I suggest that we should include these (does not have to be all of them, especially the controversial r ones) into WT:YUE and update the module accordingly. (PS: the templates don't seem to support the recent 2018 *cough* additions of a and oet to Jyutping, so it has to be changed anyways) -- Wpi31 (talk) 16:21, 5 July 2022 (UTC)[reply]

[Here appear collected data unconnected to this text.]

PR #1138, opened 2026-07-28
Add integration test for the stop path halting backend publishing

SimonHeybrock:
## Summary

Adds an integration test for the "stop path" checkbox in issue #1116: a commanded stop must actually halt backend work, not just flip the status shown in the dashboard.

`JobOrchestrator.stop_workflow` also deactivates the workflow on the dashboard side, so `DataService` would filter out late results even if the backend worker kept churning after the stop. A dashboard-only assertion (e.g. on job status) would therefore pass vacuously whether or not the backend actually stopped. The test instead asserts directly on Kafka: after starting a monitor workflow it confirms the results topic's (`livedata_data`) high watermark is genuinely advancing, issues the stop via `job_orchestrator.stop_workflow` (the same call the dashboard's stop button makes), and then asserts the watermark stalls and stays stalled. The raw monitor topic keeps advancing throughout since `fake_monitors` publishes independently of any workflow, so the test is careful to only assert on the results topic.

Refs #1116.

### DIFF
--- a/tests/integration/helpers.py
+++ b/tests/integration/helpers.py
@@ -114,6 +114,41 @@ def wait_for_watermark_stall(
         previous = current
 
 
+def wait_for_watermark_advance(topic: str, *, since: int, timeout: float = 30.0) -> int:
+    """Wait until a topic's high watermark exceeds ``since``, then return it.
+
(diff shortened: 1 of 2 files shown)


SimonHeybrock (commented):
LGTM

PR #1139, opened 2026-07-28
Integration test: rapid recommit under a live producer

SimonHeybrock:
Covers the "Rapid recommit under a live producer" integration checkbox of #1116, with one deliberate reduction in scope explained below.

A commit flips the dashboard's generation and clears the workflow's buffers before its commands reach the backend, so results computed for a superseded generation can still arrive afterwards. The test recommits a running workflow several times back-to-back against a live producer and asserts that the data reaching `DataService` carries the final commit's `job_number` alone.

## Why drop counting is not asserted here

The checkbox also asks that stale-generation drops be counted. That half is not assertable at this layer, and the investigation is the more useful outcome of this PR.

Message forwarding is driven by a background thread pumping every 50 ms, independently of the explicit `update()` calls the integration wait helpers make. A message therefore cannot be held unforwarded until a chosen moment, which rules out making the assertion deterministic by controlling when forwarding happens.

The drops are also systematically absent in this scenario rather than merely hard to catch. A stop reaches the backend in roughly 100 ms while a monitor workflow publishes about once a second, so a flip usually finds nothing of the old generation in flight. A generation superseded before the backend ever starts it publishes nothing at all — which is precisely what a rapid burst produces. And every flip resets the counter, so only the final commit's window could ever be asserted. Two CI runs counted zero drops, matching `begin_generation`'s own independently logged tally.

Worth recording against #1116: the checkbox's wording assumes in-flight superseded results that this pipeline does not normally produce. Counting is covered deterministically by the `message_pump` unit test instead, which constructs the superseded result directly and now asserts the count rather than only the discard.

To head off a plausible-sounding wrong explanation: data admission consults `is_current`, a single-entry check, so the immediately preceding generation is dropped like any other. The two-entry window governs heartbeat adoption only, and is not what absorbs these messages.

## Production change

`ActiveJobRegistry.stale_count` is added as a public read of the drop counter, which previously had no read path outside its log line. That left the counting behaviour unassertable — the existing unit test could only check that recording a drop has no side effects. It is now covered directly.

## Test plan

- [x] Unit coverage for the accessor (per-workflow scoping, reset at generation flip, unobserved workflow) and for the drop being counted.
- [ ] Integration test passes against real Kafka.

### DIFF
--- a/src/ess/livedata/dashboard/active_job_registry.py
+++ b/src/ess/livedata/dashboard/active_job_registry.py
@@ -194,6 +194,18 @@ class ActiveJobRegistry:
                     return gen.config
             return None
 
+    def stale_count(self, workflow_id: WorkflowId) -> int:
+        """Number of data messages dropped since the current generation began.
+
+        Every :py:meth:`begin_generation` resets the counter, so the value is
+        scoped to the workflow's current generation: it measures how much
+        in-flight data the latest commit superseded. Zero for a workflow with
+        no generation record.
+        """
+        with self._lock:
+            record = self._generations.get(workflow_id)
+            return 0 if record is None else record.stale_count
+
     def record_stale(self, workflow_id: WorkflowId, job_number: JobNumber) -> None:
         """Count a dropped data message from a non-current generation.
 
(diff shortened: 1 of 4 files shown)


SimonHeybrock (commented):
LGTM

PR #1140, opened 2026-07-28
Poison-message liveness over real Kafka

SimonHeybrock:
Adds the end-to-end poison-message liveness test from #1116 (third integration checkbox: "publish a malformed `ev44` into the detector/monitor topic mid-job; the service keeps processing subsequent good data").

The claim that a malformed payload is contained per-message is currently tested at the adapter level and at the service level in-process, where payloads are handed straight to the service loop. Over real Kafka the path also contains a real consumer, schema routing off a topic shared by many sources, and process-level containment — none of which the in-process harness can exercise.

Liveness is asserted by ordering rather than by timing. The fake producer is restricted to `monitor1`, which leaves `monitor2` — a configured monitor source of the dummy instrument — with no producer other than the test. Poison and probe messages reach the same single-partition topic in that order, so a workflow result for `monitor2` can only exist if the service consumed past the poison. Watching `monitor1` keep producing instead would not distinguish "survived the poison" from "has not reached the poison yet", which is the failure mode that makes this kind of test rot into a vacuous pass.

@Wpi31: I'm pretty sure our modules can handle en, et, om, a, oet and the entering tones with tone change. WT:YUE may not have the full list of rimes. What is wrong with the output that you would like to see changed? — justin(r)leung (t...) | c=› } 16:37, 5 July 2022 (UTC)[reply]
A couple of issues:
  • a is merged into aa in Yale; oet outputs oet in Yale which is invalid and merged into eot in Cantonese Pinyin and Guangdong; should be "colloquial sounds not defined"
  • entering tones with tone changes display correctly, but it is a relatively new/underdocumented linguistic feature and isn't really specified in the romanisations. We should not be making assumptions and pretending that they are valid ones.
  • en, et, om, op should follow em and ep to display "colloquial sounds not defined" for Yale (and probably some others)
-- Wpi31 (talk) 17:09, 5 July 2022 (UTC)[reply]
@Wpi31: Thanks for going ahead and fixing these issues. I've corrected the code for Guangdong Romanization because em, ep and et are indeed defined in certain dictionaries using Guangdong Romanization, like 廣州話方言詞典 by 饒秉才 et al. — justin(r)leung (t...) | c=› } 21:12, 6 July 2022 (UTC)[reply]
@Justinrleung: Thanks for the corrections, Guangdong Romanization is definitely something I'm not familiar with.
Also, after thinking about it, the consonant clusters should not be defined solely for the benefit of adding English loans, otherwise it would also necessitate the addition of -s, -f as codas for the sake of completeness, making it too far-flung for a Cantonese romanization system. (though I feel like the -l ones would be worth adding for the onomatopoeia and Kra-Dai substrates/loans?)-- Wpi31 (talk) 07:19, 7 July 2022 (UTC)[reply]
No opinion due to lack of familiarity with HK Cantonese English borrowings, although I will note that bl was acknowledged in Cantonese Sin Wenz. —Fish bowl (talk) 20:54, 6 July 2022 (UTC)[reply]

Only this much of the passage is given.